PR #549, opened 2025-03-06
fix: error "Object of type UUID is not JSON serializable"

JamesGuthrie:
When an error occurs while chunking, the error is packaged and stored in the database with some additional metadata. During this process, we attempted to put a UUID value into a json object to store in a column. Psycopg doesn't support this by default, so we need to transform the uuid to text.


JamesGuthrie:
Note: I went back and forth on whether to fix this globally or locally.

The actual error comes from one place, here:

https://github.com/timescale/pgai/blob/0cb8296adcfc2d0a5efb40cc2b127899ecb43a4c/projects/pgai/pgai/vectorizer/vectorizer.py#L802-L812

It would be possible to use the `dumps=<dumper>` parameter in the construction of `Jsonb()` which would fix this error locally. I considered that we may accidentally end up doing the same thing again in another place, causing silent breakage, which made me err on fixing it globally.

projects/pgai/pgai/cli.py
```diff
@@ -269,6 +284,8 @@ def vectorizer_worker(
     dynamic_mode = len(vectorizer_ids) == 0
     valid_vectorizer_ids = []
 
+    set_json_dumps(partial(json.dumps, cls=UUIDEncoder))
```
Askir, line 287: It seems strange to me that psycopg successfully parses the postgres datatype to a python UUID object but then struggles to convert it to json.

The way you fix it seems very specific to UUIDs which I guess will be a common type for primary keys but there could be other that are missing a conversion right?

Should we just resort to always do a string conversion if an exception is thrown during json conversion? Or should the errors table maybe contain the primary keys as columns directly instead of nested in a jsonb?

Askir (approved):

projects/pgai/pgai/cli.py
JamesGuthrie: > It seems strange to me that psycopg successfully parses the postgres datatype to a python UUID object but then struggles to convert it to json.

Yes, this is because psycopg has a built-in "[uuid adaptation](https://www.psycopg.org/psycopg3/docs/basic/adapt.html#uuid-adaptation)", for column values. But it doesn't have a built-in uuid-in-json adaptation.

####################

--- Brief ---
So that nothing is lost, retype every entry in the listing above exactly.

--- Task response ---
PR #549, opened 2025-03-06
fix: error "Object of type UUID is not JSON serializable"

JamesGuthrie:
When an error occurs while chunking, the error is packaged and stored in the database with some additional metadata. During this process, we attempted to put a UUID value into a json object to store in a column. Psycopg doesn't support this by default, so we need to transform the uuid to text.


JamesGuthrie:
Note: I went back and forth on whether to fix this globally or locally.

The actual error comes from one place, here:

https://github.com/timescale/pgai/blob/0cb8296adcfc2d0a5efb40cc2b127899ecb43a4c/projects/pgai/pgai/vectorizer/vectorizer.py#L802-L812

It would be possible to use the `dumps=<dumper>` parameter in the construction of `Jsonb()` which would fix this error locally. I considered that we may accidentally end up doing the same thing again in another place, causing silent breakage, which made me err on fixing it globally.

projects/pgai/pgai/cli.py
```diff
@@ -269,6 +284,8 @@ def vectorizer_worker(
     dynamic_mode = len(vectorizer_ids) == 0
     valid_vectorizer_ids = []
 
+    set_json_dumps(partial(json.dumps, cls=UUIDEncoder))
```
Askir, line 287: It seems strange to me that psycopg successfully parses the postgres datatype to a python UUID object but then struggles to convert it to json.

The way you fix it seems very specific to UUIDs which I guess will be a common type for primary keys but there could be other that are missing a conversion right?

Should we just resort to always do a string conversion if an exception is thrown during json conversion? Or should the errors table maybe contain the primary keys as columns directly instead of nested in a jsonb?

Askir (approved):

projects/pgai/pgai/cli.py
JamesGuthrie: > It seems strange to me that psycopg successfully parses the postgres datatype to a python UUID object but then struggles to convert it to json.

Yes, this is because psycopg has a built-in "[uuid adaptation](https://www.psycopg.org/psycopg3/docs/basic/adapt.html#uuid-adaptation)", for column values. But it doesn't have a built-in uuid-in-json adaptation.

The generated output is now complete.